Here, the plaintiff's allegations, including allegations essentially of feeling pressured [*2]by the impending trial, were insufficient to state a cause of action to set aside the stipulation due to duress or coercion (see Shah v Mitra, 171 AD3d 971, 976-977). Although a marital settlement agreement may be set aside "if its terms evidence a bargain so inequitable 'that no reasonable and competent person would have consented to it'" (Infante v Infante, 76 AD3d 1048, 1049, quoting Bright v Freeman, 24 AD3d 586, 588), here, the terms of the stipulation were not so inequitable as to support a cause of action to set it aside as unconscionable (see Heinemann v Heinemann, 189 AD3d at 1555). Accordingly, the Supreme Court properly granted that branch of the defendant's motion which was pursuant to CPLR 3211(a) to dismiss the complaint.

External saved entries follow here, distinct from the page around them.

PR #443, opened 2025-07-01
Add geometry optimization for excited states using TDDFT-ris

puzhichen:


gpu4pyscf/grad/tdrks_ris.py
```diff
@@ -319,6 +317,67 @@ def get_veff_ris(mf_J, mf_K, mol=None, dm=None, j_factor=1.0, k_factor=1.0, omeg
     return vhf
 
 
+def as_scanner(td_grad, state=1):
```
sunqm: This function is likely identical to the one defined in the tdrks.

gpu4pyscf/tdscf/ris.py
```diff
@@ -120,13 +120,8 @@ def get_auxmol(mol, theta=0.2, fitting_basis='s'):
...
     '''
-    auxmol = gto.M(atom=mol.atom,
-                    basis=mol.basis,
-                    parse_arg=False,
-                    spin=mol.spin,
-                    charge=mol.charge,
-                    cart=mol.cart)
-
+    auxmol = mol.copy()
+    auxmol.parse_arg = False
```
sunqm: parse_arg should be passed through the build() function. Actually, this argument is not necessary as the default setting has been changed to `False` since pyscf-2.7

gpu4pyscf/tdscf/ris.py
```diff
@@ -700,6 +695,36 @@ def add_hf_(a, b, hyb=1):
 
     return a.get(), b.get()
 
+
+def as_scanner(td):
```
sunqm, line 697: it's identical to the one defined in tdrks.

sunqm (approved):

PR #366, opened 2025-07-24
controller: Fix instance health check on subsequent reconciliations

stefanprodan:
Ensure that on subsequent reconciliations of a `FluxInstance`, the health check is performed on all Flux resources. 

In addition, this PR improves the error reporting by adding the `sync` ready message to the `FluxInstance` failure events and status.

### DIFF
--- a/internal/controller/resourceset_controller.go
+++ b/internal/controller/resourceset_controller.go
@@ -556,7 +556,7 @@ func (r *ResourceSetReconciler) apply(ctx context.Context,
 			Timeout:  obj.GetTimeout(),
 			FailFast: true,
 		}); err != nil {
-			readyStatus := r.aggregateNotReadyStatus(ctx, kubeClient, objects)
+			readyStatus := aggregateNotReadyStatus(ctx, kubeClient, objects)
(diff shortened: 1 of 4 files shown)


matheuscscp (approved):
LGTM! 🚀

internal/controller/resourceset_controller.go
```diff
@@ -456,23 +456,21 @@ func (r *ResourceSetReconciler) apply(ctx context.Context,
...
-				OperationType: metav1.ManagedFieldsOperationApply,
-			},
-			{
-				Name:          "kustomize-controller",
+				// to undo changes made with 'kubectl apply --server-side --force-conflicts'
+				Name:          "kubectl",
 				OperationType: metav1.ManagedFieldsOperationApply,
 			},
 			{
-				Name:          "helm",
```
matheuscscp, line 471: We won't undo changes from helm and kustomize-controller anymore?

stefanprodan: This breaks both controllers as their finalizers are removed by this.

PR #367, opened 2025-07-26
Introduce label selector for watching ConfigMaps and Secrets

matheuscscp:
Trigger the reconciliation of a ResourceSet when a ConfigMap or Secret that is copied by the ResourceSet changes.

xref: https://github.com/fluxcd/flux2/issues/5446


cmd/operator/main.go
```diff
@@ -91,6 +93,8 @@ func main() {
 	flag.BoolVar(&enableLeaderElection, "enable-leader-election", true,
 		"Enable leader election for controller manager. "+
 			"Enabling this will ensure there is only one active controller manager.")
+	flag.CommandLine.StringVar(&watchOptions.ConfigsLabelSelector, "watch-configs-label-selector", meta.LabelKeyWatch+"="+meta.LabelValueWatchEnabled,
```
matheuscscp, line 96: Binding only the supported flag for now (not calling `watchOptions.BindFlags()`).

matheuscscp:
Fixed, thanks!

PR #370, opened 2025-07-28
controller: Improve resource ownership takeover

stefanprodan:
Avoid conflicts with Flux controllers when taking ownership of managed resources.

### DIFF
--- a/internal/controller/fluxinstance_controller.go
+++ b/internal/controller/fluxinstance_controller.go
@@ -440,28 +440,7 @@ func (r *FluxInstanceReconciler) apply(ctx context.Context,
 		},
 		// Take ownership of the Flux resources if they
 		// were previously managed by other tools.
-		FieldManagers: []ssa.FieldManager{
-			{
-				Name:          "flux",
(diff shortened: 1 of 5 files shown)


internal/controller/fluxinstance_controller.go
```diff
@@ -440,28 +440,7 @@ func (r *FluxInstanceReconciler) apply(ctx context.Context,
...
-			{
-				Name:          "kubectl",
-				OperationType: metav1.ManagedFieldsOperationUpdate,
-			},
-			{
-				Name:          "flux-controller",
-				OperationType: metav1.ManagedFieldsOperationApply,
-			},
-		},
+		FieldManagers: takeOwnershipFrom([]string{"flux"}),
```
matheuscscp, line 443: Curious about this separation. What facts about this list passed in the caller and about the defaults imply that it makes sense to separate them?

matheuscscp: Ah ok, it makes sense for FluxInstance to take over `flux` CLI, but not RSET. :+1:

PR #375, opened 2025-07-31
reporter: Improve metrics collector

stefanprodan:
This PR improves the reporter by exporting new metrics only after collecting all the stats from the cluster. 

In addition, the `flux_resourceset_info` gains a new label called `resources` that tracks the the number of resources generated by the ResourceSet.


matheuscscp (approved):
LGTM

However, the Supreme Court erred in awarding attorney's fees. Pursuant to 22 NYCRR 130-1.1, a court in a civil action may award reasonable attorney's fees resulting from frivolous conduct. Conduct is frivolous within the meaning of 22 NYCRR 130-1.1, inter alia, where it is "completely without merit in law" (id. § 130-1.1[c][1]) or is "undertaken primarily . . . to harass or maliciously injure another" (id. § 130-1.1[c][2]; see id. § 130-1.1[c][1],[3]). Here, while the plaintiff's complaint failed to state a cause of action, it cannot be said that it was "completely without merit in law," and the defendant failed to demonstrate that the action was commenced primarily to harass or maliciously injure him (see Matter of Lebron v Lebron, 101 AD3d 1009, 1010; cf. Weissman v Weissman, 116 AD3d 848, 849). Contrary to the defendant's further contention, the provision of the stipulation which required a defaulting party to pay the other party's resulting attorney's fees is inapplicable as this action does not concern a default under the stipulation. Accordingly, the defendant failed to demonstrate that he was entitled to an award of attorney's fees.
We decline the defendant's request to impose sanctions against the plaintiff for bringing an allegedly frivolous appeal (see 22 NYCRR 130-1.1).
MASTRO, J.P., BRATHWAITE NELSON, IANNACCI and GENOVESI, JJ., concur.